Más allá del grado de centralización real de nuestra geografía productiva, el monopolio constituye el animal mitológico más odiado de la teoría económica convencional. Sobre el papel, la realidad monopolística representa la antítesis distribucional del marco de la competencia perfecta.  Una amenaza de mercado que desvirtúa el proceso de fijación del precio, impone un sobrecoste ilegítimo al comprador y compromete la solución de equilibrio bajo la cual la eficiencia económica es teóricamente máxima.

De una u otra manera, la falta de un marco competitivo-agencial es la distorsión a la que ontología económica convencional culpa y responsabiliza de todo plano de desarrollo socio-económico manifiestamente sub-óptimo. Una crítica que se proyecta apoyándose en la -cómoda- idea de que un monopolio solo puede nacer por medio una proyección de poder cuyo punto de origen se encuentra siempre fuera del espacio competitivo mercantil.

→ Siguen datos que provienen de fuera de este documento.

Issue #177, opened 2024-11-22
"interruptions are not allowed"


hamza-ghufran:
seems like there is an issue with `pipeline_agent.ts` regarding interruptions

1. In `validateReplyIfPossible()`, the condition for checking interruption allowance is reversed:

https://github.com/livekit/agents-js/blob/4a77de81eb1dc35485f6acc6ad2c45cfe29e4790/agents/src/pipeline/pipeline_agent.ts#L774

```
// Current 
if (!speech.allowInterruptions) speech.interrupt();

// should be the reverse, correct ? 
```

2. The first condition in `validateReplyIfPossible()`
https://github.com/livekit/agents-js/blob/4a77de81eb1dc35485f6acc6ad2c45cfe29e4790/agents/src/pipeline/pipeline_agent.ts#L750

```
// Should be:
if (this.#playingSpeech && !this.#playingSpeech.allowInterruptions)
```

facing this issue (see screenshot)
![Screenshot 2024-11-22 at 2 04 35 PM](https://github.com/user-attachments/assets/5f09bddb-a091-4d3b-9f49-3fa731450606)

with current code as:

```
  const agent = new pipeline.VoicePipelineAgent(
    vad,
    new deepgram.STT({ fillerWords: true, model: 'nova-2-general' }),
    new openai.LLM({ model: 'gpt-4o-mini', temperature: 0.0 }),
    new openai.TTS({ voice: 'shimmer' }),
    {
      chatCtx: initialContext,
      allowInterruptions: false,
      minEndpointingDelay: 2.5,
    }
  );
  ```

PR #178, opened 2024-11-22
fix(agent): correct interruption logic in VoicePipelineAgent

hamza-ghufran:
fixes: https://github.com/livekit/agents-js/issues/177


nbsp (approved):
great, thank you!

PR #184, opened 2024-11-25
Fix a couple of bugs

posobin:


plugins/deepgram/src/stt.ts
```diff
@@ -261,12 +261,12 @@ export class SpeechStream extends stt.SpeechStream {
                   if (isFinal) {
                     this.queue.put({
                       type: stt.SpeechEventType.FINAL_TRANSCRIPT,
-                      alternatives: [alternatives[0], ...alternatives.splice(0)],
```
posobin, line 264: This just duplicates the first item in the array. Not sure what the intention was, perhaps to shallowly copy the array?

agents/src/pipeline/pipeline_agent.ts
```diff
@@ -693,31 +693,31 @@ export class VoicePipelineAgent extends (EventEmitter as new () => TypedEmitter<
...
 
-      if (handle.addToChatCtx && (!userQuestion || handle.userCommitted)) {
-        this.chatCtx.messages.push(...extraToolsMessages);
-        if (interrupted) {
-          collectedText + '…';
-        }
-
-        const msg = ChatMessage.create({ text: collectedText, role: ChatRole.ASSISTANT });
-        this.chatCtx.messages.push(msg);
+    if (handle.addToChatCtx && (!userQuestion || handle.userCommitted)) {
```
posobin, line 698: This was nested in an if when I think it wasn't supposed to be so AGENT_SPEECH_INTERRUPTED/COMMITTED were never firing

theomonnom (approved):
Thanks!

plugins/deepgram/src/stt.ts
```diff
@@ -261,12 +261,14 @@ export class SpeechStream extends stt.SpeechStream {
...
+                      // Ensures that TS knows that the array is not empty
```
nbsp: can you delete these comments? these are helpful at review time but not so much as code

nbsp (approved):
looks good, thanks! just one nitpick and i'll merge it.

plugins/deepgram/src/stt.ts
posobin: I don't agree (would have been useful to me when reading this code), but sure, removed

PR #190, opened 2024-11-29
feat: add metrics

nbsp:


agents/src/llm/llm.ts
```diff
@@ -48,16 +59,56 @@ export abstract class LLM {
 }
 
 export abstract class LLMStream implements AsyncIterableIterator<ChatChunk> {
+  protected output = new AsyncIterableQueue<ChatChunk>();
   protected queue = new AsyncIterableQueue<ChatChunk>();
```
theomonnom, line 63: The two queues are kind of confusing. If I'm a user implementing a plugin, I would not be sure which one to use

theomonnom (approved):

agents/src/llm/llm.ts
nbsp: i'm currently looking into replacing AsyncIterableQueue with web streams across the whole framework, which have a tee function

PR #194, opened 2024-12-02
chore: move to node:stream/web from homegrown API

nbsp:
this PR gets rid of our homegrown `AsyncIterableQueue` implementation in favour of WHATWG's Streams API.

- [ ] go over plugins
- [ ] implement locking
- [ ] figure out how to check whether a writer is closed


nbsp:
still doesn't work, there's a rejected promise somewhere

Para los representantes de esta cosmología, ya sea en el ámbito material público o privado, el monopolio retuerce interesadamente el ideal de justicia competitivo-agencial para crear soluciones distribucionales anti-sociales. «Accidentes» de mercado provocados que imponen a la sociedad una serie de costes ilegítimos que requieren de un correctivo interventor. Un ajuste que puede tomar tanto una forma extra-mercado, la represión del margen de maniobra político que se cree responsable de dicha distorsión, como también intra-mercado. Evidentemente, bajo el absolutismo invertido neoliberal, solo la primera de dichas opciones posee posibilidades políticas de ver la luz.

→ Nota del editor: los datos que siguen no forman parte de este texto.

PR #200, opened 2024-12-07
test(tokenizer): add tests + fix tokenizer

nbsp:
while writing this patch, i found that using `bun test` instead of vitest is much _much_ (up to 100x) faster. i know we don't explicitly target Bun but it might be worth using it in our CI for testing instead of vitest, especially with later integration tests.

### DIFF
--- a/.changeset/few-schools-run.md
+++ b/.changeset/few-schools-run.md
@@ -2,4 +2,4 @@
 "@livekit/agents": patch
 ---
 
-add tests + fix tokenizer
+fix tokenizer
--- a/.changeset/few-schools-run.md
+++ b/.changeset/few-schools-run.md
@@ -1,0 +1,5 @@
+---
+"@livekit/agents": patch
+---
+
+add tests + fix tokenizer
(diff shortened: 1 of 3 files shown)


agents/src/tokenize/basic/sentence.ts
```diff
@@ -67,3 +76,7 @@ export const splitSentences = (text: string, minLength = 20): [string, number, n
 
   return sentences;
 };
+
+const rawRegex = (r: RegExp): string => {
```
lukasIO: wouldn't this be the same as `r.source` ?

nbsp: i knew there was a thing for this but i couldn't find it for the life of me :woman_facepalming:

.changeset/few-schools-run.md
```diff
@@ -0,0 +1,5 @@
+---
+"@livekit/agents": patch
+---
+
+add tests + fix tokenizer
```
lukasIO: should the tests bit be part of the changelog?

lukasIO (approved):

.changeset/few-schools-run.md
nbsp: nope, fixing

PR #212, opened 2024-12-15
test: run conditional tests only for changed files

nbsp:
run all tests if tests or agents are changed, otherwise run only relevant plugin tests.


lukasIO (approved):
would be nice if we could replace some of the custom logic with already existing actions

A pesar de su alto nivel de consolidamiento en el imaginario colectivo actual, la máxima teórica de que el sostenimiento del ideal competitivo es una cuestión que nos afecta y concierne a todos está muy lejos de no admitir efectiva contestación. La conceptualización competitiva convencional de la ineficiencia económica plantea varios problemas lógicos e interpretativos a múltiples niveles. No es una idea a la que todos deberíamos adherirnos acríticamente y resulta relativamente fácil exponer por qué.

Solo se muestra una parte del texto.